(Stored items)
PR #376, opened 2023-07-07
Add more stubs and instructions

### LINKED ISSUE #333: Document stub workflow
In https://github.com/AlexsLemonade/scpca-nf/pull/332, I added some test files (all blank) to use when testing with the `-stub` workflow processes, which can save lots of time downloading big files & also adds a way to test workflow logic automatically.

This needs some documentation in the internal instructions for development, along with adding the requirement of a `stub:` for each new process we add.

### LINKED ISSUE #334: More stub tests

jashapiro:
Closes #334
Closes #333

Here I am adding a few more stub tests, with the main addition being the visium testing. I also added some instructions to the contribution guide describing the general usage of the stub workflows.

I expect that this document could use more love in the future, but I wanted to knock out this part while I was thinking about it, and to test whether we need to have a (fake) image for spaceranger or not.


jashapiro:
Looks like it all worked without having to set a docker image. Hooray!

CONTRIBUTING.md
```diff
@@ -7,16 +7,24 @@ We welcome contributions to the `scpca-nf` workflow, including usage reports and
...
-To allow for efficient review, please include in any pull request a concise and clear explanation of the changes you have made and the issues addressed. 
+All pull requests must be reviewed before merging to `development`.
+To allow for efficient review, please include in any pull request a concise and clear explanation of the changes you have made and the issues addressed.
 
 When the changes in `development` merit a new release, a pull request will be filed to merge the current version of the `development` branch into `main`, followed by tagging a release on the `main` branch.
 
+## Stub workflows
+
+All Nextflow processes should include a [`stub` block](https://www.nextflow.io/docs/latest/process.html#stub) with a minimal script that can be run quickly to produce files in the expected output locations.
+At this stage this is purely used to allow for testing of the main workflow logic, and does not need to test internal logic of the process.
```
sjspielman, line 26:
```suggestion
At this stage this is purely used to allow for testing of the main workflow logic rather than the internal logic of different processes.
```

CONTRIBUTING.md
```diff
@@ -7,16 +7,24 @@ We welcome contributions to the `scpca-nf` workflow, including usage reports and
...
+
+The `stub-metadata.tsv` file is used to define input libaries that will be used for testing, so any additions to the overall workflow that will allow processing of a new library type should be added there, along with the appropriate input files (usually empty files with the expected names) for that library type in the `test/runs` directory.
```
sjspielman, line 28: splitting this sentence up a bit so it's easier to digest, typo fix, and add a rel link.
```suggestion
The [`stub-metadata.tsv`](test/stub-metadata.tsv) file is used to define input libraries that will be used for testing.
Any additions to the overall workflow that will allow processing of a new library type should be added into `stub-metadata.tsv, along with the appropriate input files (usually empty files with the expected names) for that library type in the `test/runs` directory.
```

CONTRIBUTING.md
```diff
@@ -7,16 +7,24 @@ We welcome contributions to the `scpca-nf` workflow, including usage reports and
...
+If a new reference type is needed, that should be defined in the `stub-refs.json` file.
```
sjspielman, line 29:
```suggestion
If a new reference type is needed, that should be defined in the [`stub-refs.json`](test/stub-refs.json) file.
```

test/stub-metadata.tsv
sjspielman, line 1: noting that everything here looks good 👍

sjspielman (approved):
LGTM! Just made a few wording suggestions. I wonder if we'll want a more involved `test/README.md` eventually. It's not _crucial_ at this stage I think, but if this directory continues to grow, it seems useful. If you want to pop something in now go for it, or we can circle back

Btw do we want this in `v0.5.2`?

jashapiro:
Used your suggestions, with slight modifications. I was doing this all in vscode though, which interestingly doesn't give you the credit you would get if I had clicked the accept buttons on the website. Oh well.

I think it makes sense to lump this into 0.5.2, but probably not a big deal.

PR #910, opened 2022-11-21
Adds Ansible playbook for benchmarking

Stringy:
## Description

Adds an Ansible playbook to run the benchmarks against a pre-defined set of VMs. 

Includes a fairly significant restructure of the Ansible roles and playbooks to make them more generic and easier to reuse. In particular, VMs can now be designated for specific collection methods, and VM lifecycle has its own playbook for slightly easier use during general development / testing (i.e. outside of CI)

Duplicate of #909 due to branch name change to allow for OSCI changes

## Checklist

**Automated testing**
~- [ ] Added unit tests~

## Testing Performed

Tested extensively locally (i.e. on GCP VMs)

OSCI integration not yet included for the benchmarks, but integration test changes will be tested in CI.


.openshift-ci/jobs/integration-tests/run-benchmarks.sh
```diff
@@ -0,0 +1,44 @@
+#!/usr/bin/env bash
+
+set -eo pipefail
+
+BRANCH="$(jq -r '.extra_refs[0].base_ref' <(echo "$JOB_SPEC"))"
```
Molter73, line 5: Can we use the `get_branch` function from `libs.sh` instead? https://github.com/stackrox/collector/blob/42fbb50c7f03d37bfd37ff452e2d75ca9fcca79a/.openshift-ci/scripts/lib.sh#L82

.openshift-ci/jobs/integration-tests/run-benchmarks.sh
```diff
@@ -0,0 +1,44 @@
...
+function save_artifacts() {
+    cp "integration-tests/perf.json" "${ARTIFACT_DIR}/${JOB_NAME_SAFE}-perf.json"
+    cp -r "integration-tests/container-logs/" "${ARTIFACT_DIR}"
+
+    if [[ -d "integration-tests/performance-logs" ]]; then
+        cp -r "integration-tests/performance-logs" "${ARITFACT_DIR}"
+    fi
+}
+
+run_benchmarks || exit_code=$?
```
Molter73, line 20: Define `exit_code` as 0 just to be double safe it is defined if the benchmark works correctly.
```suggestion
exit_code=0
run_benchmarks || exit_code=$?
```

.openshift-ci/jobs/integration-tests/run-benchmarks.sh
```diff
@@ -0,0 +1,44 @@
...
+save_artifacts
+
+if [ "${exit_code}" -ne 0 ]; then
```
Molter73, line 23: Since exit_code will be a number, think you can do this instead:
```suggestion
if ((exit_code)); then
```

ansible/roles/run-test-target/tasks/main.yml
```diff
@@ -0,0 +1,34 @@
+---
+- name: Log into quay.io
+  shell:
+    cmd: "docker login -u {{ quay_username }} --password-stdin quay.io"
+    stdin: "{{ quay_password }}"
```
Molter73, line 5: Out of curiosity, have we considered using the [docker_login module](https://docs.ansible.com/ansible/latest/collections/community/docker/docker_login_module.html#ansible-collections-community-docker-docker-login-module) instead of running `docker login` in a shell?

Molter73 (commented):
It'll be great to have our benchmarking tests back!

ansible/roles/run-test-target/tasks/main.yml
Stringy: That is an excellent idea, I'll see what I can do.

Stringy: As discussed offline this is painful to support due to python version differences (particularly on RHEL 7) so we'll keep it as it is for now.

I'll probably figure something out and fix in a follow up PR

.openshift-ci/scripts/baseline/main.py
```diff
@@ -0,0 +1,335 @@
...
+    baseline_keys = [items[0] for items in baseline_filtered]
+    new_filtered = [
+        data for data in new_grouped
+        if data[0] in baseline_keys
+    ]
+
+    return (baseline_filtered, new_filtered)
+
+
+def normalize_collection_method(method):
```
Stringy, line 192: I lied above. As it turns out I also needed to add this function to normalise the collection methods and some changes in `process` below to normalise VmConfig and collection method

.openshift-ci/jobs/integration-tests/Dockerfile
```diff
@@ -23,3 +23,7 @@ RUN mkdir -p "$GOCACHE" && \
 # to work around this, we have to create the directory
 # first.
 RUN mkdir /.ssh && chmod g+rwx /.ssh
+
+# Install hub-comment for commenting on PRs
+RUN wget --quiet https://github.com/joshdk/hub-comment/releases/download/0.1.0-rc6/hub-comment_linux_amd64 && \
+    install hub-comment_linux_amd64 /usr/bin/hub-comment
```
Molter73, line 29: This image is built on top of `quay.io/stackrox-io/apollo-ci:collector`, that image should already have `hub-comment` installed in it: https://github.com/stackrox/rox-ci-image/blob/60cb33a19eb42b7f425eb257dada42096dd75d5c/images/collector.Dockerfile#L57-L59

Makefile
```diff
@@ -17,6 +17,10 @@ dev-build: image integration-tests-process-network
 tag:
 	@echo "$(COLLECTOR_TAG)"
 
+.PHONY: builder-tag
+builder-tag:
+	@echo "$(COLLECTOR_BUILDER_TAG)"
```
Molter73, line 22: Do we really need a make target for this?

Molter73 (approved):
/lgtm

Approving changes, provided CI passes. The comments I left are minor and can be ignored if they are an annoyance.

.openshift-ci/jobs/integration-tests/Dockerfile
Stringy: That's what I get for just copying from scripts and not checking the base image! I'll remove this

Makefile
Stringy: the thinking here is to keep the builder tag logic in one place rather than hard coding it in the playbooks or in the OSCI scripts

PR #913, opened 2022-11-25
Simplifies Makefile targets for testing

Stringy:
## Description

Removes test-specific targets in favour of auto-generated targets based on output of `go test -list` to make the system a little more scalable to large numbers of tests.

## Checklist


ovalenti (approved):
I believe that this is a great improvement, thanks !

PR #914, opened 2022-11-25
Add latest file to list of support packages

mtodor:
## Description

This PR just adds a new file: `latest` - to the list of built support packages.
The `latest` file will contain the last build for that kernel module version.

Related to the conversation in Slack: https://srox.slack.com/archives/CFMQ5C2TT/p1669284268331969

**Open question**

- I'm not sure if this file will be properly synced to Google Storage.

## Checklist

**Automated testing**
  - ~~[ ] Added unit tests~~

## Testing Performed

I didn't test it. I just made a conclusion from the code about what should be changed. 😞

### DIFF
--- a/kernel-modules/support-packages/04-create-support-packages.sh
+++ b/kernel-modules/support-packages/04-create-support-packages.sh
@@ -60,6 +60,9 @@ for mod_ver_dir in "${MD_DIR}/module-versions"/*; do
     compress_files "$package_root" "${package_out_dir}/${filename}"
     generate_checksum "${package_out_dir}" "${filename}"
 
+    # Export the latest build filename
+    echo "${filename}" > "${package_out_dir}/latest"
+
     cp "${package_out_dir}/${filename}" "${package_out_dir}/${latest_filename}"
     generate_checksum "${package_out_dir}" "${latest_filename}"
     rm -rf "$package_root" || true


Molter73 (approved):
/lgtm

kernel-modules/support-packages/04-create-support-packages.sh
```diff
@@ -60,6 +60,9 @@ for mod_ver_dir in "${MD_DIR}/module-versions"/*; do
     compress_files "$package_root" "${package_out_dir}/${filename}"
     generate_checksum "${package_out_dir}" "${filename}"
 
+    # Export the latest build filename
+    echo "${filename}" > "${package_out_dir}/latest"
```
Molter73, line 64: I think this might actually be a little more useful, since support packages are split by mod version and it would make it easier when creating the download URL
```suggestion
    echo "${mod_ver}/${filename}" > "${package_out_dir}/latest"
```

mtodor: I think it's not needed since `package_out_dir="${OUT_DIR}/${mod_ver}"` <- already contains the mod version. We need the mod version anyway to fetch the `latest` file. And it's easy to concatenate it to generate the full URL.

» What you have to do: Output all lines from the beginning of the data up to the line holding "In https://github.com/AlexsLemonade/scpca-nf/pull/332, I", that line included, exactly as written.

» Reply to the task:
PR #376, opened 2023-07-07
Add more stubs and instructions

### LINKED ISSUE #333: Document stub workflow
In https://github.com/AlexsLemonade/scpca-nf/pull/332, I added some test files (all blank) to use when testing with the `-stub` workflow processes, which can save lots of time downloading big files & also adds a way to test workflow logic automatically.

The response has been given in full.